All that systemic risk? Never actually cost the government a thing. Treasury’s $187 billion capital injection into Fannie and Freddie was repaid in 2012, and by virtue of its direct ownership, the U.S. government has reaped a $91 billion profit, a 50 percent return over eight years.
GSE-fueled liquidity was and is critical to America’s homeownership affordability. The GSEs handle 95 percent of all mortgage-backed securities (MBS) issuance nationwide. One out of every two new Fannie/Freddie single-family loans goes to a first-time homebuyer; for FHA, it’s five out of every six.
The government has discreetly and painlessly de-risked from the GSEs’ pre-crunch reckless exploitation of moral hazard. Under their respective pre-takeover CEOs, the two GSEs were cynically “privatizing the gains and socializing the losses,” as my friend and longtime GSE watchdog Shekar Narasimhan has said. Exploiting their implicit Federal guarantee, they lent long and borrowed short, arbitraging the yield curve and massively expanding their balance sheets, to a bloated $800 billion (Fannie) and $850 billion (Freddie).
As conservator, FHFA ordered both on a balance-sheet diet, requiring each new issuance to be funded with matched-term securities. Over the ensuing years, both balance sheets steadily shrank, and today each is 70 percent smaller, under FHFA’s mandatory $250 billion cap, an astonishing gradual withdrawal with negligible side effects.
America had ‘too much’ homeownership. Under Frank Raines and his mentor/predecessor Jim Johnson, Fannie Mae touted ever-rising homeownership, not just the American Dream but also immune to pricing bubbles.

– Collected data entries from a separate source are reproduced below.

PR #2267, opened 2021-10-09
Expose runtime metrics via EKG

pepeiborra:
Install a metrics server at port 8000 via EKG with the following metrics:

- `ghcide.values_count`- count of build results in the store
- `ghcide.database_count` - count of build keys in the store (these two would be the same in the absence of GC)
- `ghcide.build_count` - build count. A key is GC'ed if it is dirty and older than 100 builds
- `ghcide.dirty_keys_count` - non transitive count of dirty build keys
- `ghcide.indexing_pending_count` - count of items in the indexing queue
- `ghcide.exports_map_count` - count of identifiers in the exports map.

Unfortunately the EKG packages need allow-newer entries for GHC 9. This is also the case for the snap-server packages and dependencies. Since it doesn't look like these are getting resolved in Hackage any time soon, let's hold back on merging this PR for now

Upstream issues:
- https://github.com/tibbe/ekg/issues/85
- https://github.com/tvh/ekg-wai/issues/6

<a href="https://gitpod.io/#https://github.com/haskell/haskell-language-server/pull/2267"></a>

### DIFF
--- a/.github/workflows/flags.yml
+++ b/.github/workflows/flags.yml
@@ -65,11 +65,7 @@ jobs:
         run: cabal v2-build hls-graph --flags="embed-files stm-stats"
 
       - name: Build `ghcide` with flags
-        run: cabal v2-build ghcide --flags="ghc-patched-unboxed-bytecode test-exe executable bench-exe"
-
-      - if: matrix.ghc == '8.10.7'
-        name: Build `ghcide` with ekg
-        run: cabal v2-build ghcide --flags="ekg"
+        run: cabal v2-build ghcide --flags="ghc-patched-unboxed-bytecode test-exe executable bench-exe ekg"
 
       # we have to clean up warnings for 9.0 and 9.2 before enable -WAll
       - if: matrix.ghc != '9.0.2' && matrix.ghc != '9.2.2'
--- a/.github/workflows/flags.yml
+++ b/.github/workflows/flags.yml
@@ -67,6 +67,10 @@ jobs:
       - name: Build `ghcide` with flags
         run: cabal v2-build ghcide --flags="ghc-patched-unboxed-bytecode test-exe executable bench-exe"
 
+      - if: matrix.ghc == '8.10.7'
+        name: Build `ghcide` with ekg
+        run: cabal v2-build ghcide --flags="ekg"
+
       # we have to clean up warnings for 9.0 and 9.2 before enable -WAll
       - if: matrix.ghc != '9.0.2' && matrix.ghc != '9.2.2'
         name: Build with pedantic (-WError)
--- a/cabal.project
+++ b/cabal.project
@@ -53,7 +53,10 @@ constraints:
   ghc-lib-parser-ex -auto,
   stylish-haskell +ghc-lib
 
- source-repository-package
+-- This is benign and won't affect our ability to release to Hackage,
+-- because we only depend on `ekg-json` when a non-default flag
+-- is turned on.
+source-repository-package
   type:git
   location: https://github.com/vshabanov/ekg-json
   tag: 00ebe7211c981686e65730b7144fbf5350462608
--- a/cabal.project
+++ b/cabal.project
@@ -53,6 +53,12 @@ constraints:
   ghc-lib-parser-ex -auto,
   stylish-haskell +ghc-lib
 
+ source-repository-package
+  type:git
+  location: https://github.com/vshabanov/ekg-json
+  tag: 00ebe7211c981686e65730b7144fbf5350462608
+  -- https://github.com/tibbe/ekg-json/pull/12
+
 allow-newer:
   -- ghc-9.2
   ----------
@@ -70,3 +76,11 @@ allow-newer:
   -- for shake-bench
   Chart:lens,
   Chart-diagrams:lens,
+
+  -- for ekg
+  ekg-core:base,
+  ekg-wai:base,
+
+  -- for shake-bench
+  Chart-diagrams:diagrams-core,
+  SVGFonts:diagrams-core
--- a/cabal.project
+++ b/cabal.project
@@ -82,7 +82,9 @@ allow-newer:
 
   -- for ekg
   ekg-core:base,
+  ekg-core:ghc-prim,
   ekg-wai:base,
+  ekg-wai:time,
 
   -- for shake-bench
   Chart-diagrams:diagrams-core,
--- a/cabal.project
+++ b/cabal.project
@@ -58,8 +58,8 @@ constraints:
 -- is turned on.
 source-repository-package
   type:git
-  location: https://github.com/vshabanov/ekg-json
-  tag: 00ebe7211c981686e65730b7144fbf5350462608
+  location: https://github.com/pepeiborra/ekg-json
+  tag: 7a0af7a8fd38045fd15fb13445bdcc7085325460
   -- https://github.com/tibbe/ekg-json/pull/12
 
 allow-newer:
--- a/docs/contributing/contributing.md
+++ b/docs/contributing/contributing.md
@@ -225,6 +225,35 @@ If you don't want to use [nix](https://nixos.org/guides/install-nix.html), you c
 
 See the [tutorial](./plugin-tutorial.md) on writing a plugin in HLS.
 
+## Measuring, benchmarking and tracing
+
+### Metrics
+
+HLS opens a metrics server on port 8000 exposing GC and ghcide metrics. The ghcide metrics currently exposed are:
+
+- `ghcide.values_count`- count of build results in the store
+- `ghcide.database_count` - count of build keys in the store (these two would be the same in the absence of GC)
+- `ghcide.build_count` - build count. A key is GC'ed if it is dirty and older than 100 builds
+- `ghcide.dirty_keys_count` - non transitive count of dirty build keys
+- `ghcide.indexing_pending_count` - count of items in the indexing queue
+- `ghcide.exports_map_count` - count of identifiers in the exports map.
+
+### Benchmarks
+
+If you are touching performance sensitive code, take the time to run a differential
+benchmark between HEAD and master using the benchHist script. This assumes that
+"master" points to the upstream master.
+
+Run the benchmarks with `cabal bench ghcide`.
+
+It should take around 25 minutes and the results will be stored in the `ghcide/bench-results` folder. To interpret the results, see the comments in the `ghcide/bench/hist/Main.hs` module.
+
+More details in [bench/README](../../ghcide/bench/README.md)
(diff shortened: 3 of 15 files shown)


pepeiborra:
I have reworked this to abstract monitoring and put it behind a Cabal flag, to avoid acquiring a hard dependency on the `ekg` ecosystem

cabal.project
```diff
@@ -47,7 +47,14 @@ index-state: 2022-03-08T10:53:01Z
 constraints:
     hyphenation +embed
 
+source-repository-package
```
michaelpj, line 50:
```suggestion
-- This is benign and won't affect our ability to release to Hackage, 
-- because we only depend on `ekg-wai` when a non-default flag
-- is turned on.
source-repository-package
```

ghcide/exe/Arguments.hs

By 2005, amid the GSEs’ go-go securitization of Alt-A and subprime loans in a foolish attempt to buy market share, our homeownership rate topped 70 percent; when the bubble burst, and several million households were put through the foreclosure meat grinder, draining their savings and bludgeoning their credit rating. Today, home ownership is at 64 percent, a much better set point.
It’s harder to get a homeownership loan than before… but is that bad? In 2007, average FICO scores of approved applicants were 700; by 2018, they’re up five percent, to 735. Variable-rate loans, often favored to stretch incomes into more-expensive homes, are back down under five percent of all originations. Addictive and teaser concessionary rates/payment structures are non-existent. Overall, fewer people who buy homes are taking on risks they don’t understand, can’t control and can’t hedge.

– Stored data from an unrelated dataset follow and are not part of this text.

PR #2275, opened 2021-10-15
Point to GitHub from Contributing.md

georgefst:
Follow-up to #2083.

Now that all this documentation is hosted on an external site, there really ought to be a link back here.

<a href="https://gitpod.io/#https://github.com/haskell/haskell-language-server/pull/2275"></a>


georgefst:
Is CI not caching anything? There's an insane amount of unnecessary work here for a doc change.

PR #2296, opened 2021-10-23
[skip circleci] Enable func-test suite for windows

jneira:


jneira:
Ok, i've isolated the problematic tests to progress onesso the rest can be enabled. I think we can merge this and try to discern what concrete progress test(s) are triggering the hang

PR #1230, opened 2021-01-19
Delete global hie.yaml config

jneira:
Closes #741

PR #2311, opened 2021-10-29
Sir4ur0n/doc/cleanup hie

sir4ur0n:
It seems that https://github.com/haskell/haskell-language-server/pull/1230 removed the top level `hie-xxx.yaml` files but documentation was not updated accordingly, thus confusing for new contributors.

Also, it seems that implicit configuration detects as Stack project, so I clarified how to configure to force Cabal usage.

I also took the liberty to slightly improve visibility of some documentation links, when using `inline code` with links, it's really hard to tell it is a link, e.g.:
image

<a href="https://gitpod.io/#https://github.com/haskell/haskell-language-server/pull/2311"></a>


jneira (approved):
Many thanks for the cleaning up and improve docs, looks really great

PR #2313, opened 2021-10-29
Nix: Add HLS as buildInput (flake, nix-shell)

sir4ur0n:
So I don't know what is the status quo/strategy regarding Nix shell providing, but just in case, I'm opening this PR.

I was surprised that neither `nix-shell` nor `nix develop` provide HLS itself (a prepackaged built, not the one being hacked). It means even after `nix-shell`ing or `nix develop`ing, one must also install HLS by some other means.

This PR thus adds it.

<a href="https://gitpod.io/#https://github.com/haskell/haskell-language-server/pull/2313"></a>

### DIFF
--- a/flake.nix
+++ b/flake.nix
@@ -206,6 +206,7 @@
                 # ormolu
                 # stylish-haskell
                 opentelemetry-extra
+                haskell-language-server
               ]);
 
             src = null;


berberman:
The purpose of current nix shell is to provide an environment for developers to build HLS project via cabal build. Yes, the nixpkgs version of HLS executable is not included in the shell, because I feel like most developers would use/test HLS being hacked.

flake.nix
```diff
@@ -206,6 +206,7 @@
                 # ormolu
                 # stylish-haskell
                 opentelemetry-extra
+                haskell-language-server
```
berberman, line 209: I think `haskell-language-server` here is not the one in nixpkgs, but the one being hacked. So after each modification, entering the shell would rebuild HLS.

sir4ur0n: Oh you're right, my bad 🤦‍♂️

PR #2493, opened 2021-12-16
Fail if main or pre jobs are cancelled

jneira:
* To hopefully ensure the job does no terminate succesfully before the cancellation is effective
* This workflow was marked as succesful although the cancel action was succesful: https://github.com/haskell/haskell-language-server/runs/4549724494?check_suite_focus=true
* It seems the cancel request is asynchronous and here https://github.community/t/is-there-a-way-to-cancel-a-running-workflow-within-one-of-its-jobs/17493/4 uses this trick to ensure the cancel action is effective

<a href="https://gitpod.io/#https://github.com/haskell/haskell-language-server/pull/2493"></a>

### DIFF
--- a/.github/workflows/bench.yml
+++ b/.github/workflows/bench.yml
@@ -206,3 +206,5 @@ jobs:
       - if: contains(needs.*.result, 'cancelled')
         name: cancelling
         uses: andymckay/cancel-action@0.2
+      - name: Waiting for cancellation
+        run: sleep 60
--- a/.github/workflows/bench.yml
+++ b/.github/workflows/bench.yml
@@ -203,8 +203,5 @@ jobs:
           echo "jobs info: ${{ toJSON(needs) }}"
       - if: contains(needs.*.result, 'failure')
         run: exit 1
-      - if: contains(needs.*.result, 'cancelled')
-        name: cancelling
-        uses: andymckay/cancel-action@0.2
-      - name: Waiting for cancellation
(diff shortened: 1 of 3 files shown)


jneira:
I am not convinced with the sleep, we dont know how time could take the completion of the cancellation so that could happen again.
Otoh there had been several cancellations and this is the first failing one so it seems the delay is very short

jneira:
sleep did not work:
* https://github.com/haskell/haskell-language-server/actions/runs/1591128009
* https://github.com/haskell/haskell-language-server/actions/runs/1591128008
 :worried:

jneira:
logic changed to fail if the main or pre job is cancelled and it was not due to skip-duplicate-actions

jneira:
I've checked in my fork a pr changing only docs is cancelling the main job but marking post job as succesful: https://github.com/jneira/haskell-language-server/actions/runs/1591406645

michaelpj (approved):

michaelpj:
I'm concerned that the windows jobs seem to be stuck at over an hour testing again. Could Pepe's changes have actually made them hang?

jneira:
> I'm concerned that the windows jobs seem to be stuck at over an hour testing again. Could Pepe's changes have actually made them hang?

ops, i did not read this, yeah might be, i am gonna try it twice to be sure

jneira:
Abusing admin perms to merge this asap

However much china was broken, the conservatorship coup worked. Not working would have been globally catastrophic. The U.S. homeownership stock is worth $26.4 trillion, with $15.7 trillion of aggregate home equity that not only has been protected, it is once again reliably liquid.

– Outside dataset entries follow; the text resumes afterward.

Issue #2490, opened 2021-12-15
100% CPU usage with AlternateNumberFormat plugin


Philonous:
After upgrading haskell-language-server to b7949aa5c54d8319029cc2bfba164ce5f6eab924 I noticed that it used 100% CPU while staying otherwise responsive. I found this in the logs

```
2021-12-14 13:33:11.542240523 [ThreadId 8807] INFO hls:	finish: AlternateNumberFormat.CollectLiterals (took 1m32s)
2021-12-14 13:33:11.542255151 [ThreadId 975] DEBUG hls:	"Literals: [IntLiteral SrcSpanOneLine \"/home/phil/projects/nejla/app/backend/src/Handlers/Job.hs\" 173 27 34 \"1000000\" 1000000,IntLiteral SrcSpanOneLine \"/home/phil/projects/nejla/app/backend/src/Handlers/Job.hs\" 259 13 14 \"0\" 0,IntLiteral SrcSpanOneLine \"/home/phil/projects/nejla/app/backend/src/Handlers/Job.hs\" 260 55 56 \"1\" 1]"
```

* The mentioned line is just a `threadDelay 1000000` and haskell-language-server seems to produce one of these log lines every few minutes for a different literal in my code base.
* It's a 350 line module in a medium-sized project (14kloc) 
* Light use of Template Haskell and QuasiQuotes (some `$logDebug`s and quotes for string interpolation)
* No NumericalUnderscores

Unfortunately I can't link the code since it's proprietary.

### Your environment

Which OS do you use:
NixOS

Which lsp-client do you use:
emacs with lsp-mode
Describe your project (alternative: link to the project):
stack.yaml

### Steps to reproduce
Run haskell-language-server on my project as normal

### Expected behaviour
0% CPU usage after initial setup

### Actual behaviour
100% CPU usage permanently (or at least multiple hours)

### Include debug information

I don't have access to the machine right now but I'll reproduce them if required.

Execute in the root of your project the command `haskell-language-server-wrapper --debug .` and paste the logs here:
(if you are using the vscode extension check the executable location [here](https://github.com/haskell/vscode-haskell#downloaded-binaries))
<details>
<summary>
Debug output:
</summary>

```
<paste your logs here>
```
</details>

Paste the logs from the lsp-client, you can check instructions about for VS Code [here](https://github.com/haskell/vscode-haskell#troubleshooting)

<details>
<summary>
LSP logs:
</summary>

```
<paste your logs here>
```
</details>

[...]

PR #2498, opened 2021-12-17
Disable alternate numbers format plugin temporary

jneira:
* Due to the performance issue reported here: https://github.com/haskell/haskell-language-server/issues/2490
* The plugin could be included in the build forcing the manual flag: `cabal install -falternateNumberFormat`

<a href="https://gitpod.io/#https://github.com/haskell/haskell-language-server/pull/2498"></a>

### DIFF
--- a/docs/features.md
+++ b/docs/features.md
@@ -17,7 +17,7 @@ You can watch demos for some of these features [below](#demos).
 - [Module name suggestions](#module-names) for insertion or correction
 - [Call hierarchy support](#call-hierarchy)
 - [Qualify names from an import declaration](#qualify-imported-names) in your code
-- [Suggest alternate numeric formats](#alternate-number-formatting)
+- [Suggest alternate numeric formats](#alternate-number-formatting). This plugin is not included by default yet.
 
 ## Demos
 
--- a/docs/features.md
+++ b/docs/features.md
@@ -17,7 +17,7 @@ You can watch demos for some of these features [below](#demos).
 - [Module name suggestions](#module-names) for insertion or correction
 - [Call hierarchy support](#call-hierarchy)
 - [Qualify names from an import declaration](#qualify-imported-names) in your code
-- [Suggest alternate numeric formats](#alternate-number-formatting). This plugin is not included by default yet.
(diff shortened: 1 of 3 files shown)


.github/workflows/hackage.yml
```diff
@@ -25,7 +25,8 @@ jobs:
                   "hls-module-name-plugin", "hls-pragmas-plugin",
                   "hls-refine-imports-plugin", "hls-retrie-plugin",
                   "hls-splice-plugin", "hls-tactics-plugin",
-                  "hls-call-hierarchy-plugin", "hls-alternate-number-format-plugin",
+                  "hls-call-hierarchy-plugin",
+                  # "hls-alternate-number-format-plugin",
```
michaelpj, line 29: Turning it off as a build dep shouldn't stop us uploading to hackage, though?

jneira: hmm not for the default build but it would not allow to do a pure hackage build forcing the flag to include the plugin

not sure if it worths upload the package to hackage though

docs/features.md
```diff
@@ -17,7 +17,7 @@ You can watch demos for some of these features [below](#demos).
 - [Module name suggestions](#module-names) for insertion or correction
 - [Call hierarchy support](#call-hierarchy)
 - [Qualify names from an import declaration](#qualify-imported-names) in your code
-- [Suggest alternate numeric formats](#alternate-number-formatting)
+- [Suggest alternate numeric formats](#alternate-number-formatting). This plugin is not included by default yet.
```
Ailrun, line 20: Maybe it's worth to mention the issue as a reason of non-defaulting?

Ailrun (approved):
LGTM other than the hackage issue mentioned above. Here's some minor suggestion:

drsooch (approved):
Not sure if I actually need to approve. But I will anyways.... lgtm

docs/features.md
jneira: Good idea, done

jneira:
> Not sure if I actually need to approve. But I will anyways.... lgtm

no needed technically but needed anyways, thanks!

.github/workflows/hackage.yml
jneira: finally i included it in the hackage build, we have to be strict and avoid possible build errors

Rental is the new urban priority. With the Millennial generation consumed by its $1.5 trillion of uneconomic student debt and as such largely out of the homebuying market, urban rents are outpacing inflation and rent burdens generally rising across the board. Supply is not keeping up, and the tweaks to LIHTC scarcely move the production needle.
The federal government has exited the business of housing policy leadership. Having burned its political hands on housing, administrations and congresses alike have done no more than give the occasional speech, publish the occasional, largely ignored, position paper or introduce dead-on-arrival reform legislation.
Now it’s the cities’ turn. States, and especially growing metropolitan areas, left to their own political and policy devices, are thinking for themselves. This is painless, hesitant…and exciting.